Understanding how numpy arrays are laid out in memory

Question

I'm trying to use build OpenGL textures in python using numpy, but I'm running into problems because I can't predict how numpy arrays will be organized in memory. The example program below (which should run as-is) illustrates my confusion:

from pylab import *

array_by_hand = array(
    [[[1, 2, 3, 4], [1, 2, 3, 4]], 
    [[1, 2, 3, 4], [1, 2, 3, 4]]], dtype='uint8')

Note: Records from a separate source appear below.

PR #7461, opened 2018-03-18
Explicitly list all `__info__` spec clauses, closes #7460

### LINKED ISSUE #7460: In OTP/20, dialyzer seems to complain about every module's __info__ when run with -Woverspecs.
I'm not sure if this is related to https://github.com/elixir-lang/elixir/issues/6536.

### Environment

  ```
  Erlang/OTP 20 [erts-9.3] [source] [64-bit] [smp:8:8] [ds:8:8:10] [async-threads:10] [hipe] [kernel-poll:false] [dtrace]
  ```
* Operating system: MacOS 10.13

### Current behavior

```
$ cat lib/hello.ex
defmodule Hello do
end
$ grep dialyxir mix.exs
      {:dialyxir, "~> 0.4", only: [:dev]}
$ mix dialyzer --overspecs
...
lib/hello.ex:1: Type specification
  'Elixir.Hello':'__info__'('attributes' | 'compile' | 'functions' | 'macros' | 'md5' | 'module' | 'deprecated') -> atom() | [{atom(),any()} | {atom(),byte(),integer()}]
is a subtype of the success typing:
  'Elixir.Hello':'__info__'('attributes' | 'compile' | 'deprecated' | 'functions' | 'macros' | 'md5' | 'module') -> any()
```

### Expected behavior

Dialyzer not complaining about every module in the project when using `--overspecs` / `-Woverspecs`.

josevalim:


michalmuskala:
Would it make sense to have a type like `elixir:info()` and use it here instead of listing everything there? I don't think it makes much sense to grow the module just for those types.

josevalim:
@michalmuskala we can't use a type for a spec though, can we?

michalmuskala:
I still wonder if it's worth it adding this overhead to compilation time and module size. Maybe instead we should add an annotation for dialyzer to ignore this function?

I tried looking through dialyzer and hipe to figure out what dialyzer does with `module_info`, but I wasn't able to find any relevant references.

josevalim:
@michalmuskala is it really that much code though? I think the code we generate in `__info__` is going to be much more than this by any reasonable module.

The other idea is to generate a very poor type: `__info__(:module | :md5 | ...) -> term`.

michalmuskala:
It's just annoying me when I decompile modules trying to look at the compiler internals and have a page of this to scroll through 😛

josevalim:
@michalmuskala haha, other than that, is this the way to go then? What do @seancribbs / @fishcakez think?

fishcakez:
As a policy I don't think we should make changes to satisfy `overspecs` warnings as people should not be running dialyzer with this warning, and likely it creates a burden of maintenance for us to manage multiple OTP versions. It does in this case. Officially we only support the intersection of the OTP versions we support.

Over specification warnings are when we spec a subset of the possible spec found via success typing. If OTP adds something then our spec may not include it the new value - and a warning will be generated. However we can only support the intersection of types for all OTP versions we support.

However for `underspecs` we could make changes because under specification warnings are when we spec a superset of the possible spec found via success typing. In this case we have types outside the intersection of all types for all the OTP versions we support.

Therefore if we are to test anything it should be under specification warnings, not over specification. If we are happy to take on this maintenance burden at the module level to support the tools in the OTP release used then we should do `specdiffs` to find any difference, i.e. test the spec matches success typing exactly to prevent any warnings for any cases.

Outside the module level, i.e. for functions and types documented in Elixir itself, we can not support `overspecs` as we only support the intersection of all OTP versions supported. However we could support `underspecs` - though it will lead to some false positives that require dialyzer attributes to explicitly disable warnings. Therefore if `elixir:info` or similarly types were documented we could only support `underspecs`.

@josevalim I pushed a fix so we the test works correctly - though this means the tests now fail.

josevalim:
@fishcakez thanks. I agree with you.

But then we still have the question which approach we would like to take here. I would personally go with the more complete approach.

fishcakez:
> But then we still have the question which approach we would like to take here. I would personally go with the more complete approach.

At the module level I am happy to support `specdiffs`, as we want users to take as much advantage of tooling as possible.

josevalim:
@fishcakez when I enable specsdiff, then dialyzer fails with:

```elixir
Type specification 'Elixir.Dialyzer.RemoteCall':'__info__'('attributes') -> [{atom(),any()}]
         ; ('compile') -> [{atom(),any()}]
         ; ('deprecated') -> [{{atom(),arity()},binary()}]
         ; ('functions') -> [{atom(),arity()}]
         ; ('macros') -> [{atom(),arity()}]
         ; ('md5') -> binary()
         ; ('module') -> 'Elixir.Dialyzer.RemoteCall' is a subtype of the success typing: 'Elixir.Dialyzer.RemoteCall':'__info__'('attributes' | 'compile' | 'deprecated' | 'functions' | 'macros' | 'md5' | 'module') -> any()
```

I really don't understand why Dialyzer wants me to use a worst version of the typespec.

fishcakez:
@josevalim probably the number of possible values caused a union to occur that contained too many types, so is simplified to `any`.

PR #7464, opened 2018-03-18
Add hist iex helper

FedericoEsparza:
Add `hist/0` iex helper
 
Prints iex session history, up to configured history size
 
as a convenience for outputting the commands all at once (akin to `history` or `fc` in `bash` and `zsh`, respectively)

 
`iex> h`:
 

 
`iex> h hist`:

### DIFF
--- a/lib/iex/lib/iex/helpers.ex
+++ b/lib/iex/lib/iex/helpers.ex
@@ -367,6 +367,22 @@ defmodule IEx.Helpers do
     IEx.History.nth(history(), n) |> elem(2)
   end
 
+  def hist do
+    %IEx.History{queue: {history_list, first_item }} = history()
+    write_hist_item(first_item)
+
+    history_list
+    |> Enum.reverse()
+    |>Enum.map(&write_hist_item/1)
+  end
+
+  defp write_hist_item([{ 1, item, _ }]) do
+    IO.write "iex(1)> #{item}"
+  end
+  defp write_hist_item(hist_item) do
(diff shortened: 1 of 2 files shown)


josevalim:
Thank you!

A couple things: the queue is an opaque data structure, we cannot match in
its internal tuple like that. The same thing for the history data type. So
we should add a function to IEx.History that returns the entries that we
want, using also the :queue module.

Also, we no longer abbreviate functions in IEx.Helpers, so we should call
this history() and rename the existing history() to history_data().

Also, do you have an use case? We already get to navigate history with the
up and down errors, so is there something new we can achieve with this?
-- 


josevalim:
Finally it is better to return :ok rather than nil. :)
-- 


FedericoEsparza:
Thanks for the review, @josevalim.
 
I'll gladly make the outlined adjustments.
 
As for a unique use case for the feature, I'll convey it in a personalized User Story:
 
**As an** Elixir Programmer
**So that I** can easily assess, or retrieve and document my iex session's commands
**I would like to** output my recent commands with one short helper command

josevalim:
Thanks @FedericoEsparza. That's not enough as a use case though, I am afraid. We have other ways to access the history, although not as compact, is probably enough to handle most cases. The IEx.Helpers API is already quite large, so we do need strong indication that those features are required. 

Other than that, the PR looks great, both in documentation and implementation. I will close it until we have a stronger indication this feature can be useful, thanks.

layers = 1 * ones((2, 2)), 2 * ones((2, 2)), 3 * ones((2, 2)), 4 * ones((2, 2))
array_from_layers = dstack(layers)
array_from_layers = array_from_layers.astype('uint8')

print array_by_hand; print
print array_from_layers; print

print ' '.join(x.encode('hex') for x in array_by_hand.data)
print ' '.join(x.encode('hex') for x in array_from_layers.data)
print
print all(array_by_hand == array_from_layers)                 # True
print str(array_by_hand.data) == str(array_from_layers.data)  # False

Although the two arrays are equivalent as far as python is concerned, the are laid out differently in memory and therefore displayed differently by OpenGL. Can someone explain why this is happening and how I might coerce both arrays to the same format?

Answer 1

If you call the tostring method instead, it converts the array to C-contiguous layout:

>>> array_by_hand.tostring() == array_from_layers.tostring()
True

The reason the string is different in your case is because of the dstack call. It tries to be smart about stacking arrays together by simply combining the underlying data of the source arrays and then changing numpy's stride information. This results in the array not being in C-contiguous layout.